TTCI’s unique single-ended inertia dynamometer is used to conduct research and tests on railroad wheels, axles, and brake shoes. The dynamometer has the capability to apply a wide range of normal and excessive thermal and mechanical loads to railroad wheels. A unique feature is the large circular reaction rail through which vertical and lateral contact forces can be applied. A computer control system provides repeatable automatic control of test sequences, speed, and brake shoe force or torque control. The data acquisition system provides automatic digital data collection, storage, and reduction.

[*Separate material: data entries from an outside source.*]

PR #8649, opened 2019-01-18
pass fs itself, instead of fs.readFile.bind()

hulkish:
This removes need for `fs.readFile.bind()`. Depends on https://github.com/webpack/loader-runner/pull/33. For ref: https://jsperf.com/function-calls-direct-vs-apply-vs-call-vs-bind/6

small refactor

N/A

Not here. The breaking change lives in `loader-runner`, which has already received a major bump to separate from webpack 4. This change is intended for webpack 5+.

N/A

### DIFF
--- a/lib/NormalModule.js
+++ b/lib/NormalModule.js
@@ -420,7 +420,7 @@ class NormalModule extends Module {
 				resource: this.resource,
 				loaders: this.loaders,
 				context: loaderContext,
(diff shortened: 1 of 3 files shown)


ooflorent:
Please note that the benchmark is not relevant because it is badly written. Some test cases results in no-op. Here is a correct one: https://jsperf.com/function-calls-vs-bind

In short: `bind` is less than 1% faster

The stringent test requirements of the AAR’s Specification for High Friction Composition Brake Shoes, M-926-92 can be met with the TTCI dynamometer. Currently, the AAR dynamometer is used to conduct both commercial developmental testing and official AAR certification testing. The dynamometer is also used by the AAR in the development of improvements to the current brake shoe standards.
The Roller Bearing Test Facility houses four full-scale bearing test devices. Each device is capable of simulating the in-service environment of roller bearings. Temperatures in the environmentally controlled rooms can be varied from +130 degrees to 50-degrees Fahrenheit. Research is conducted to better understand the behavior and deterioration process of bearings and to evaluate energy consumption based on various bearing configurations.
The TLV is designed to apply forces close to the strength limits of the rails and other track structure components, such as ties, rail fasteners, and ballast, while moving or stationary. The TLV is a unique research tool that leads the industry’s efforts in reducing the risk of derailment. The AAR-100 research car is operated with the TLV and houses the electronic computer equipment that performs all the automatic control, measurement, and data acquisition functions to operate the TLV.
Instrumented wheelsets are capable of accurately measuring wheel/rail forces. The wheelset is calibrated to establish scale factors for data collection. The wheel is put in service to provide feedback on rail conditions. The wheelsets are also used to measure wheel/rail forces for new car design certifications. They can be used with the on-track loading vehicle as an accurate measurement tool for flange climb derailment studies.
The Center Plate Tester is used to test center-bowl lubricants and liners. This machine is important tool in the study of rail rollover derailments and the development of specifications for center-bowl liners and lubricants.
An important aspect of railroad operations is the quality of its bridge infrastructure. TTCI research plays an key role in ensuring that test structures are capable of handling ever increasing axle loads. Through field testing and analytical studies, the different types of railway bridges are being characterized. In addition, TTCI has developed a computer model that can determine the remaining life of a steel railway bridge due to fatigue loading.
In the field of metallurgy, TTC is equipped to run laboratory tests on track and rolling stock components and materials. The testing lab contains scanning-electron, stereo-optical, and x-ray microscopes. Specimens of rail, wheels, and other components are subjected to mechanical testing, micro, Rockwell and Brinell hardness tests. Laboratory capabilities also include nondestructive evaluation to include liquid penetrant, magnetic particle, ultrasonic and visual testing. The Component Test Laboratory (CTL) provides a facility for various tests of track and equipment components. Full-scale wheel saw-cutting facilities, scaled-down drop (impact) test fixture for tank car heads, calibration fixtures for instrumented wheelsets and track components, such as ties, are also available in the CTL.